Pubdate: Fri, 06 Apr 2012
Source: San Francisco Chronicle (CA)
Copyright: 2012 Hearst Communications Inc.
Contact: http://www.sfgate.com/chronicle/submissions/#1
Website: http://www.sfgate.com/chronicle/
Details: http://www.mapinc.org/media/388
Author: Debra J. Saunders

OBAMA, THE HAPPY DRUG WARRIOR

Why is the federal government under President Obama arguably tougher
on medical marijuana operations than it was under George W. Bush?
That's the question that antidrug-war groups have been asking
themselves for months.

In 2008, antiprohibitionists thought an Obama administration would not
tread on medical-marijuana dispensaries in states where they are
legal. Obama 2008 campaign spokesman Ben LaBolt told me Obama
"believes that states and local governments are best positioned to
strike the balance between making sure that these policies are not
abused for recreational drug use and making sure that doctors and
their patients can safely access pain relief."

Now that Obama's in office, however, his Department of Justice is not
allowing the 16 states that have legalized medical marijuana to
self-regulate. Exactly the opposite: Last fall, U.S. attorneys in
California warned landlords that they must evict medical-marijuana
clubs or risk having their assets seized. In October, the Internal
Revenue Service informed dispensaries that they cannot declare
standard tax deductions because they are criminal enterprises.

"Drug kingpins and cartels don't file taxes. We do," Steve DeAngelo,
director of medical-marijuana giant Harborside Health Center, told
MSNBC. "But no business, including ours, can survive if it is taxed on
its gross revenue. The IRS is trying to tax us out of existence."
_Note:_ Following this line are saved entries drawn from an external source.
PR #1322, opened 2016-06-16
Altered statelite behavior w.r.t. /etc/mtab on RHEL7 distros

jtfrey:
In RHEL7/CentOS7, /etc/mtab has been changed to be a symlink to /proc/self/mount and the OS no longer updates /etc/mtab.  If /etc/mtab is replaced with a file under the /.statelite tmpfs, it remains blank and commands like "df" will fail.

Detecting when /etc/mtab is a symlink to /proc/self/mount and skipping that file's move to the tmpfs is the solution implemented here.

### DIFF
--- a/xCAT-server/lib/xcat/plugins/statelite.pm
+++ b/xCAT-server/lib/xcat/plugins/statelite.pm
@@ -797,6 +797,18 @@ sub liteItem {
         # the /etc/mtab should be handled every time even the parent /etc/ has been handled.
         # if adding /etc/ to litefile, only tmpfs should be used. 
         if ($entry[1] eq "/etc/mtab") {
+            #
+            # In RHEL7 /etc/mtab is a symlink to /proc/self/mounts and not a regular file.
+            # If that's the case, then we skip forcing /etc/mtab into the .statelite path
+            # and symlink'ing /etc/mtab to that file.  Otherwise, since the OS isn't updating
+            # /etc/mtab commands like "df" will not be happy.
+            #
+            my $ret=`readlink $rootimg_dir/etc/mtab`;
+            chomp($ret);
+            if ($? == 0 and ($ret eq '/proc/self/mounts') ) {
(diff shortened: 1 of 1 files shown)


daniceexi:
@jtfrey Thanks for your contribution. xCAT only can accept your change after your signed the CLA: http://xcat-docs.readthedocs.io/en/latest/developers/license/contributors.html

xCAT-server/lib/xcat/plugins/statelite.pm
```diff
@@ -797,6 +797,18 @@ sub liteItem {
         # the /etc/mtab should be handled every time even the parent /etc/ has been handled.
         # if adding /etc/ to litefile, only tmpfs should be used. 
         if ($entry[1] eq "/etc/mtab") {
```
daniceexi: Looks like you are still using the ``link`` as the method to handle the lite files. Could you try to use ``tmpfs`` and to see whether it works. https://sourceforge.net/p/xcat/wiki/XCAT_Linux_Statelite/

jtfrey:
I'm not explicitly using "link" — that's what xcat does on its own when I run liteimg.

The fix I added here is to prevent /etc/mtab from ever being affected if in the osimage it's a symlink to /proc/self/mounts.  Whether it's affected via "link" or "tmpfs" is moot, since it just shouldn't be touched in that circumstance.

jtfrey:
(Oh, and I submitted my CLA yesterday afternoon shortly before adding this pull request.)

whowutwut:
@jtfrey  Thanks! I see the CLA.

jtfrey:
FYI:

[https://github.com/systemd/systemd/blob/v227/NEWS#L9-L14](https://github.com/systemd/systemd/blob/v227/NEWS#L9-L14)

daniceexi:
I have reviewed the change and agree to merge. Thanks @jtfrey

PR #1331, opened 2016-06-17
Ignore 'File exists' error from storage pool build

gurevichmark:
It is safe to ignore "File exists" error from `$poolobj->build()`
This error is returned when directory, even an empty one, exists when trying to setup a new storage pool.
The storage pool gets built even if this error is returned, so it is safe to continue and create a storage pool at that location. 
The files in the storage pool directory get preserved, if they existed there prior to storage pool creation.

### DIFF
--- a/xCAT-server/lib/xcat/plugins/kvm.pm
+++ b/xCAT-server/lib/xcat/plugins/kvm.pm
@@ -234,7 +234,10 @@ sub get_storage_pool_by_url {
     eval { $poolobj->build(); };
     if ($@) {
         my $error = $@;
-        unless ($error =~ /vgcreate.*exit status 3/ or $error =~ /pvcreate.*exit status 5/) {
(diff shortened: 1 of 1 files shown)


whowutwut:
I'm ok to merge

daniceexi:
@gurevichmark Sorry for the later comment, what if the origin disk size was 10G, but the new mkvm command requires 20G?

gurevichmark:
@daniceexi It still works. This fix deals with a storage pool which is just a container for volumes. 

I tested the following steps:

1. `mkvm mgmkvm1 -s 15G`
2. The following volume gets created for the vm:
image
3. `rmvm -p mgmkvm1`
4. The volume `mgmkvm1.sda.qcow2` is removed
5.  `mkvm mgmkvm1 -s 20G`
6. The following volume gets created for the vm:
image

daniceexi:
@gurevichmark OK, thanks.

Issue #1169, opened 2016-05-20
[Customer] The postscript syncfiles does not work when enabled the xcatdebugmode for rh7.2


daniceexi:
A customer found the syncfiles postscript did not work for rh7.2 OS deployment when ``xcatdebugmode` was enabled.

The root cause should be the ``sshd`` was started by anaconda, then the ``restart of sshd`` in the remoteshell postscript failed.

immarvin:
fixed in https://github.com/xcat2/xcat-core/pull/1334/files

daniceexi:
This has been verified on ``Red Hat Enterprise Linux Server release 7.2 (Maipo)``.

PR #1334, opened 2016-06-20
fix issue  [Customer] The postscript syncfiles does not work when enabled the xcatdebugmode for rh7.2 #1169;process the (sshd) service management in chrooted environment

immarvin:
fix issue  [Customer] The postscript syncfiles does not work when enabled the xcatdebugmode for rh7.2 #1169;
process the (sshd) service management in chrooted environment


daniceexi:

PR #1339, opened 2016-06-20
modify docker setup case according to issue 1336

junxiawang:
@tingtli  modify docker host set up case according to issue 1336


junxiawang:
The code is for pkg test.
perl /opt/xcat/share/xcat/tools/autotest/testcase/pkg/pkgtest.pl -s to use to add package
perl /opt/xcat/share/xcat/tools/autotest/testcase/pkg/pkgtest.pl -c to use to clear the environment
perl /opt/xcat/share/xcat/tools/autotest/testcase/pkg/pkgtest.pl -r to use to remove packages
perl /opt/xcat/share/xcat/tools/autotest/testcase/pkg/pkgtest.pl -i to use to add packages using incldue

PR #1340, opened 2016-06-20
Check if the postscript is only for diskless

mavscjb:
When adding the postscript to the osimage, check whether the script is only used for diskless.If only used for diskless, then do nothing for diskful osimage


daniceexi:
@bybai could you review this pull request?

PR #1341, opened 2016-06-20
fix sleep error when stopping tftpd process

chenglch:


daniceexi:

PR #485, opened 2026-05-11
chore(postgres): extend psycopg2.sql migration to swap path (fixes #483)

### LINKED ISSUE #483: chore(postgres): extend psycopg2.sql migration to swap path (followup from #452)
## Background

PR #452 (merged in v0.7.2) migrated the Postgres destination's `_load_replace`, `_load_upsert`, `_build_insert_sql`, and `_build_upsert_sql` from raw f-string SQL to `psycopg2.sql.SQL` / `psycopg2.sql.Identifier` for safe identifier quoting. The scope was deliberately tight — `_load_replace_swap` and `finalize_sync` (added later via #435 / #448 for the zero-downtime swap path) were excluded as a follow-up to keep the PR small.

This issue tracks completing the migration on the swap path so the entire Postgres destination uses one composition style.

## Goal

Apply the same `psycopg2.sql` treatment to the remaining swap-path SQL in `drt/destinations/postgres.py`:

- `_load_replace_swap`: the `DROP TABLE IF EXISTS {shadow}` and `CREATE TABLE {shadow} (LIKE {table} INCLUDING ALL)` pre-amble currently uses f-string interpolation
- `finalize_sync`: the `ALTER TABLE {shadow} RENAME TO {table}` (transactional swap) currently uses f-string interpolation
- Any other raw-SQL helpers introduced by #435 / #448 that thread table/identifier names through f-strings

## Implementation sketch

Pattern lifted directly from #452:

```python
from psycopg2 import sql as _pgsql  # deferred import inside method

cur.execute(_pgsql.SQL("DROP TABLE IF EXISTS {}").format(_pgsql.Identifier(shadow)))
cur.execute(_pgsql.SQL("CREATE TABLE {} (LIKE {} INCLUDING ALL)").format(
    _pgsql.Identifier(shadow), _pgsql.Identifier(table)
))
cur.execute(_pgsql.SQL("ALTER TABLE {} RENAME TO {}").format(
    _pgsql.Identifier(shadow), _pgsql.Identifier(table)
))
```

On Monday, the feds raided the apartment and medical-marijuana
businesses run by Richard Lee, the wheelchair-bound Oakland
pro-marijuana activist, who put more than $1 million into the 2010
Proposition 19 campaign to legalize marijuana.

According to news reports, Lee's supporters came out to protest the
raid, and some punctuated their point by lighting up in public. Such
antics reinforce law enforcement's suspicion that recreational users
are hiding behind the skirts of medical marijuana.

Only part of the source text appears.